▶ _WHAT THE EXERCISE ASKS_
Every line of the entries below that carries the string "jest" should be copied.

▶ _Saved data entries_
• • • •

PR #15694, opened 2022-10-06
feat(client): enable ITX support for DataProxy

danstarns:
Adds DataProxy support for interactive transactions. 

**mini-proxy pr:** https://github.com/prisma/mini-proxy/pull/36/files
**internal doc:** https://www.notion.so/prismaio/iTX-between-DP-and-the-Client-91c133e5b60d43dbbfa409fde2b430b3

How to run the tests?

1. Clone the branch and follow the instructions [here](https://github.com/prisma/mini-proxy/tree/master/docs) to 'spin up' the mini-proxy. 

2. Run the interactive transaction tests in this branch with: 

```
cd ./packages/client && pnpm run test:functional --data-proxy --no-mini-proxy-server --no-mini-proxy-default-ca interactive-transactions
```


packages/client/tests/functional/interactive-transactions/tests.ts
```diff
@@ -11,222 +11,221 @@ declare let newPrismaClient: NewPrismaClient<typeof PrismaClient>
 
 const delay = (ms: number) => new Promise((resolve) => setTimeout(resolve, ms))
 
-testMatrix.setupTestSuite(
```
danstarns, line 14: Changes in this file are to do with the fact that I removed the: 

```
skipDataProxy: {
      runtimes: ['node', 'edge'],
      reason: 'Interactive transactions are not supported with Data Proxy yet',
    },
```

And the indent has gone.

janpio: (Hiding whitespace changes in GitHub PR file view hides this pretty well)

packages/engine-core/src/data-proxy/DataProxyEngine.ts
```diff
@@ -219,11 +227,73 @@ export class DataProxyEngine extends Engine {
...
+   * @param action START, COMMIT, or ROLLBACK
+   * @param headers headers for tracing
+   * @param options to change the default timeouts
+   * @param info transaction information for the QE
+   */
+  async transaction(action: 'start', headers: Tx.TransactionHeaders, options?: Tx.Options): Promise<Tx.Info>
+  async transaction(action: 'commit', headers: Tx.TransactionHeaders, info: Tx.Info): Promise<undefined>
+  async transaction(action: 'rollback', headers: Tx.TransactionHeaders, info: Tx.Info): Promise<undefined>
+  async transaction(action: any, headers: Tx.TransactionHeaders, arg?: any) {
+    await this.start()
```
millsp, line 241: I think we can remove this line

packages/engine-core/src/data-proxy/DataProxyEngine.ts
```diff
@@ -219,11 +227,73 @@ export class DataProxyEngine extends Engine {
...
+
+    const errorHandler = async (response: RequestResponse) => {
+      if (!response.ok) {
+        const json = await response.json()
+
+        if (json) {
+          throw new Error(`Error in transaction start: ${JSON.stringify(json)}`)
```
millsp, line 248: Can errors only happen in `start`? Or can they also happen in `commit`, etc..

packages/engine-core/src/data-proxy/DataProxyEngine.ts
```diff
@@ -219,11 +227,73 @@ export class DataProxyEngine extends Engine {
...
+
+      const endpoint = json['data-proxy'].endpoint as string
+
+      const id = endpoint.split('/').pop() as string
+
+      const data: Tx.Info = {
+        id,
+      }
+
+      return data as Tx.Info
```
aqrln, line 283: This ignores the hostname, which will be different for the transaction compared to the main hostname. This will work with mini-proxy right now but will not work with the real Data Proxy.

packages/engine-core/src/data-proxy/DataProxyEngine.ts
```diff
@@ -219,11 +227,73 @@ export class DataProxyEngine extends Engine {
...
+    await this.start()
+
+    const errorHandler = async (response: RequestResponse) => {
+      if (!response.ok) {
+        const json = await response.json()
+
+        if (json) {
+          throw new Error(`Error in transaction start: ${JSON.stringify(json)}`)
+        } else {
+          throw new Error(`Error in transaction start: ${response.text()}`)
```
millsp, line 250: Ideally, there would be an error code and be documented like the rest of the errors. There a documented on the Data Proxy page in our docs.

millsp: In which cases can a transaction not start?

aqrln: I would expect errors for transaction start being pretty similar to query request, so the code should use `responseToError` helper and handle them pretty much the same way (including retries and uploading the schema). As for commit and rollback, we should definitely use the same mechanism for error handling and convert user-facing errors to instances of standard Data Proxy errors before throwing them, but maybe we don't have to handle `SchemaMissingError` for those two.

packages/engine-core/src/data-proxy/DataProxyEngine.ts
```diff
@@ -30,6 +31,18 @@ const P = Promise.resolve()
 
 const debug = Debug('prisma:client:dataproxyEngine')
 
+// TODO: temporary hack; we need to store url on the client itx proxy instead and pass it to the engine similar to id
+// (probably some opaque `engineMeta: unknown` field and downcast it here to avoid leaking implementation details)
+const txBaseUrls = new Map<string, string>()
```
aqrln, line 36: todo: what the comment says

aqrln:
New PR for the integration branch: https://github.com/prisma/prisma/pull/16005

PR #15728, opened 2022-10-10
test(referential-action-set-null): add SQL tests for 1:1, 1:n relations with SET NULL referential actions

jkomyno:
To run tests:

- `cd package/client`
- `pnpm test:functional referential-action-set-null/tests_1-to-1.ts`
- `pnpm test:functional referential-action-set-null/tests_1-to-n.ts`

These tests expect the following environment variables (which are already used by the test codebase):
- `TEST_FUNCTIONAL_MYSQL_URI`
- `TEST_FUNCTIONAL_POSTGRES_URI`
- `TEST_FUNCTIONAL_COCKROACH_URI` (unnecessary when `TEST_SKIP_COCKROACHDB` is defined)
- `TEST_MSSQL_URI` (unnecessary when `TEST_SKIP_MSSQL` is defined)

## Outcome

- For both 1:1 and 1:n relations:
  - `postgres` doesn't validate DDL statements that set a `SET NULL` referential action on a foreign key constraint whose referenced column (or one of the referenced columns) is `NOT NULL`, all other database throw a validation error in this case.
  - `postgres` fails at runtime with a not-null constraint violation error when `UPDATE` /  `DELETE` statements trigger the `SET NULL` referential action on a column defined as `NOT NULL`
- `sqlserver` fails at runtime on 1:1 NULL relations because `NULL` conflicts with `UNIQUE` indexes in that particular database

## TODOs
- [x] fix `cockroach` and `postgres` in `insert + update + delete` tests
- [x] fix `Migration engine error:
    db error: ERROR: database “PRISMA_DB_NAME” is being accessed by other users`
- [x] Skip miniproxy
- [ ] Fix buildkite CI 
  - [ ] on `postgres`: `error: database "PRISMA_DB_NAME" does not exist`
  - [ ] on `sqlserver`: `Login failed for user 'sa'.`
- [ ] (LOW PRIORITY, can be done after we go GA with referential integrity) define `TEST_FUNCTIONAL_MARIADB_URI` in CI as `"mysql://root:root@localhost:4306/PRISMA_DB_NAME"`

### DIFF
--- a/packages/client/tests/functional/referential-action-set-null/tests_1-to-1.ts
+++ b/packages/client/tests/functional/referential-action-set-null/tests_1-to-1.ts
@@ -1,8 +1,9 @@
-import type { ProviderFlavor } from './_matrix'
 import testMatrix from './_matrix'
+import { getDatabaseURL } from './_utils/getDatabaseURL'
 import * as mssql from './_utils/mssql'
 import * as mysql from './_utils/mysql'
 import * as postgres from './_utils/postgres'
+import { setup } from './_utils/setup'
 import type { SetupParams } from './_utils/types'
 
 // @ts-ignore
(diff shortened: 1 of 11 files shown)


packages/client/tests/functional/referential-action-set-null/tests_1-to-1.ts
```diff
@@ -0,0 +1,405 @@
...
+// @ts-ignore
+const describeIf = (condition: boolean) => (condition ? describe : describe.skip)
+
+// @ts-ignore
+const testIf = (condition: boolean) => (condition ? test : test.skip)
+
+function getDatabaseURL(providerFlavor: ProviderFlavor) {
+  switch (providerFlavor) {
+    case 'mssql':
+      return 'mssql://SA:Pr1sm4_Pr1sm4@localhost:1433/PRISMA_DB_NAME'
```
Jolg42, line 18: We could use from the GitHub Actions `TEST_MSSQL_URI: mssql://SA:Pr1sm4_Pr1sm4@localhost:1433/master`

PR #15729, opened 2022-10-10
chore: Use swc on windows and remove ts-jest

SevInf:
We introduced fallback for ts-jest back in #14281 because of source maps
issues in swc. As for latest update, corresponding issue is closed, we
can remove the fallback and use swc on all OSes.


SevInf:
Does not seems fixed, unfortinately.

PR #15781, opened 2022-10-13
test(client): pretty names for relationMode tests

### LINKED ISSUE #15765: relationMode: Change test naming
Currently we name the tests like this:
```
  relationMode.tests_1-to-n (provider=cockroachdb,id=String @id,relationMode=prisma,onUpdate=NoAction,onDelete=NoAction, previewFeatures=referentialIntegrity)
```

As parsing and understanding these is essential to be able to really _get_ the full test suite and its results, I would prefer this order:
```
  relationMode.tests_1-to-n (relationMode=prisma,provider=cockroachdb,onUpdate=NoAction,onDelete=NoAction, previewFeatures=referentialIntegrity,id=String @id)
```

Then the actually relevant information to understand what is going on is listed first (1 test run is always of the same relationMode, then we "matrix" over the providers, and then the different onUpdate/onDelete values).

This has to be changed in `packages/client/tests/functional/_utils/relationMode/computeMatrix.ts` (where we create the object that is stringified for this output), or in `packages/client/tests/functional/_utils/getTestSuiteInfo.ts` where we can replace the automated stringify with a conscious order in the string.

Jolg42:
Closes https://github.com/prisma/prisma/issues/15765

### DIFF
--- a/packages/client/tests/functional/_utils/getTestSuiteInfo.ts
+++ b/packages/client/tests/functional/_utils/getTestSuiteInfo.ts
@@ -121,14 +121,13 @@ export function getTestSuiteConfigs(suiteMeta: TestSuiteMeta): NamedTestSuiteCon
 function getTestSuiteParametersString(configs: Record<string, string>[]) {
   return configs
     .map((config) => {
-      // Note if we use the JSON.stringy name for all tests
-      // Some tests will error with `ENAMETOOLONG: name too long` as this is used for the directory name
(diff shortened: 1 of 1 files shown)


janpio:
`previewFeatures=referentialIntegrity` is added with a space before at the end of the string, but that is irrelevant for what I wanted to achieve 👍

janpio (approved):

• • • •

▶ _OUTPUT BELOW_
chore: Use swc on windows and remove ts-jest
We introduced fallback for ts-jest back in #14281 because of source maps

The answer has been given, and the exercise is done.